While not a chocolate manufacturer, Jean Neuhaus and his family contributed significant developments for chocolatiers.
1857 saw the ambitious Swiss, Jean Neuhaus, leave his native city of Nechatel and set himself up in Brussels Belgian. With his brother-in-law, a pharmacist, he opened his “first pharmaceutical confectioners” at 25-27 Galerie de la Reine, Europe’s first covered shopping gallery.
Jean Neuhaus and brother-in-law made cough sweets, liquorice for stomach complaints and a bitter belgian chocolate bar.
Meanwhile, Jean’s son Frederic, learned the art of confectionery and joined his father’s blossoming “confectioners” which was fast becoming famous across the city. Both devoted themselves to producing caramels, jellied fruits and vanilla chocolate.
The pharmaceutical products gradually disappeared and the old pharmacy became the finest confectionery in Brussels. In 1895, the name of the business was changed to “Confiserie et Chocolaterie NEUHAUS-PERRIN”.
The chocolate store grew within the family hands and in 1912, Jean Neuhaus, the grandson of the founder, created the first bite-sized filled chocolate and named it praline. The Belgian Praline is born. This new technique created a revolution in the chocolate making business.
His wife, a few years later invented the ballotin, the iconic luxury box used to package fine chocolates. The precious handmade pralines could now nestle alongside one another in covered layers. The practical gold and green packaging with its embossed letter “N” has barely changed to the present day.
To Jean Neuhaus’s credit, his confectionery became of such note that a royal visit was made at the end of the war in 1918 by the young Prince Leopold and the Prince of Wales. They had apparently stopped in to try a new praline that was the rave of the day.

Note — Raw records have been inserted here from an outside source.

PR #599, opened 2023-08-25
Bump CI SDK version to 3.1.0

liamappelbe:


dcharkes:
This just bumps the CI, not the minimum SDK constraint, is that intended?

liamappelbe:
> is that intended?

Yeah, I don't actually want to land this, I'm just testing stuff. I'm seeing lots of errors on my machine, and they looked like they were related to some newer Dart features. So I wanted to see if the same errors show up on github CI if I bump the version. But nope, CI is working, so there's something wrong on my end.

PR #601, opened 2023-08-29
Listener/Async Blocks

liamappelbe:
Add support for listener blocks, built on `NativeCallable.listener`. Also, bump the SDK version to 3.2 so we get the `keepIsolateAlive` field (otherwise the internal async trampoline will prevent the isolate from closing).

All the substantive changes are in lib/src/code_generator/objc_block.dart. `Block.listener` uses all the same infrastructure as `Block.fromFunction`, even using the exact same `registerClosure` and `closureTrampoline` functions. The only difference is that listeners wrap the `closureTrampoline` in a `NativeCallable.listener`, whereas ordinary Blocks wrap that same function in a `Pointer.fromFunction`.

### DIFF
--- a/.github/workflows/test-package.yml
+++ b/.github/workflows/test-package.yml
@@ -19,7 +19,7 @@ jobs:
     strategy:
       fail-fast: false
       matrix:
-        sdk: [3.1.0]
+        sdk: [3.2.0-42.1.beta]
     steps:
       - uses: actions/checkout@c85c95e3d7251135ab7dc9ce3241c5835cc595a9
       - uses: dart-lang/setup-dart@d6a63dab3335f427404425de0fbfed4686d93c4f
@@ -44,7 +44,7 @@ jobs:
       - uses: actions/checkout@c85c95e3d7251135ab7dc9ce3241c5835cc595a9
       - uses: dart-lang/setup-dart@d6a63dab3335f427404425de0fbfed4686d93c4f
         with:
-          sdk: 3.1.0
+          sdk: 3.2.0-42.1.beta
       - name: Install dependencies
         run: dart pub get
       - name: Install libclang-14-dev
@@ -61,7 +61,7 @@ jobs:
       - uses: actions/checkout@c85c95e3d7251135ab7dc9ce3241c5835cc595a9
       - uses: dart-lang/setup-dart@d6a63dab3335f427404425de0fbfed4686d93c4f
         with:
-          sdk: 3.1.0
+          sdk: 3.2.0-42.1.beta
       - name: Install dependencies
         run: dart pub get
       - name: Build test dylib and bindings
@@ -83,7 +83,7 @@ jobs:
       - uses: actions/checkout@c85c95e3d7251135ab7dc9ce3241c5835cc595a9
       - uses: dart-lang/setup-dart@d6a63dab3335f427404425de0fbfed4686d93c4f
         with:
-          sdk: 3.1.0
+          sdk: 3.2.0-42.1.beta
       - name: Install dependencies
         run: dart pub get
       - name: Build test dylib and bindings
--- a/.github/workflows/test-package.yml
+++ b/.github/workflows/test-package.yml
@@ -19,7 +19,7 @@ jobs:
     strategy:
       fail-fast: false
       matrix:
-        sdk: [3.2.0-42.1.beta]
+        sdk: [3.2.0-114.0.dev]
     steps:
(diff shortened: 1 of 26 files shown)


test/native_objc_test/block_test.dart
```diff
@@ -64,15 +65,44 @@ void main() {
...
+      int value = 0;
+      final block = ObjCBlock.listener(lib, () {
+        value = 123;
+        hasRun.complete();
+      });
+
+      final thread = BlockTester.callOnNewThread_(lib, block);
+      thread.start();
+
+      await hasRun.future;
```
dcharkes, line 100: Nice! 🚀

lib/src/config_provider/config_spec.dart
```diff
@@ -591,7 +591,7 @@ class StringConfigSpec<RE extends Object?> extends ConfigSpec<String, RE> {
     if (!o.checkType<String>(log: log)) {
       return false;
     }
-    if (_regexp != null && !_regexp!.hasMatch(o.value as String)) {
+    if (_regexp != null && !_regexp.hasMatch(o.value as String)) {
```
dcharkes, line 594: field promotion?

lib/src/code_generator/objc_block.dart
```diff
@@ -115,13 +121,37 @@ class $name extends _ObjCBlockBase {
...
+
+    // Listener block constructor is only available for void blocks.
+    if (isVoid) {
+      s.write('''
+  /// Creates a listener block from a Dart function.
+  ///
+  /// This is based on FFI's NativeCallable.listener, and has the same
+  /// capabilities and limitations. This block can be invoked from any thread,
+  /// but only supports void functions, and is not run synchronously. See
+  /// NativeCallable.listener for more details.
```
dcharkes, line 145: This should probably have some documentation about not keeping the isolate alive.

Also, are there use cases in which users would want to keep the isolate alive? Should we surface a bool on the API?

.github/workflows/test-package.yml
```diff
@@ -19,7 +19,7 @@ jobs:
     strategy:
       fail-fast: false
       matrix:
-        sdk: [3.0.0]
+        sdk: [3.2.0-114.0.dev]
```
dcharkes, line 22: Please add a TODO to bump this to 3.2 stable once it is released.

CHANGELOG.md
```diff
@@ -1,3 +1,9 @@
+# 10.0.0-dev.0
+
+- Add support for ObjC Blocks that can be invoked from any thread, using
+  NativeCallable.listener.
+- Bump min SDK version to 3.2.
```
dcharkes, line 5: `3.2.0-114.0.dev`

We can modify it to 3.2 once we release 10.0.0. (If we ever want to release a dev version for users it would be nice if the changelog would be precise.)

pubspec.yaml
```diff
@@ -3,7 +3,7 @@
 # BSD-style license that can be found in the LICENSE file.
 
 name: ffigen
-version: 9.0.1
+version: 10.0.0-dev.0
 description: Generator for FFI bindings, using LibClang to parse C header files.
```
dcharkes, line 7: This should be updated to "Generator for FFI bindings, using LibClang to parse C, Objective-C and Swift files."

It's probably fair enough to say that we support Objective-C and Swift now.

dcharkes (approved):
LGTM.

Should we maybe add some integration test with a real world API that needs this?

(Nit, I stand by https://github.com/dart-lang/ffigen/pull/363#issuecomment-1124560479, I now had to review the generator instead of the generated API. 👓 )

lib/src/config_provider/config_spec.dart
liamappelbe: Better fix: https://github.com/dart-lang/ffigen/pull/605

pubspec.yaml
```diff
@@ -13,7 +15,7 @@ topics:
  - codegen
 
 environment:
-  sdk: ">=3.0.0 <4.0.0"
+  sdk: ">=3.2.0-114.0.dev <4.0.0"
```
vaind, line 18: What's the reason for the generator (ffigen) to require the new SDK version?

liamappelbe: Listener blocks are built on `NativeCallable.listener`. While that feature did land in 3.1, there are some important updates to it in 3.2 that we need (specifically `keepIsolateAlive = false`).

Since 1991, the Neuhaus Company has been the market leader in the luxury praline sector in Belgian and Luxembourg. It has an international network of nearly 2,000 sales outlets and more than 2400 tons of Neuhaus products are sold annually in 50 countries.
In 2000 His Majesty King Albert II, after the Royal Festival, bestowed upon Neuhaus the title of Accredited Supplier to the Belgian Crown.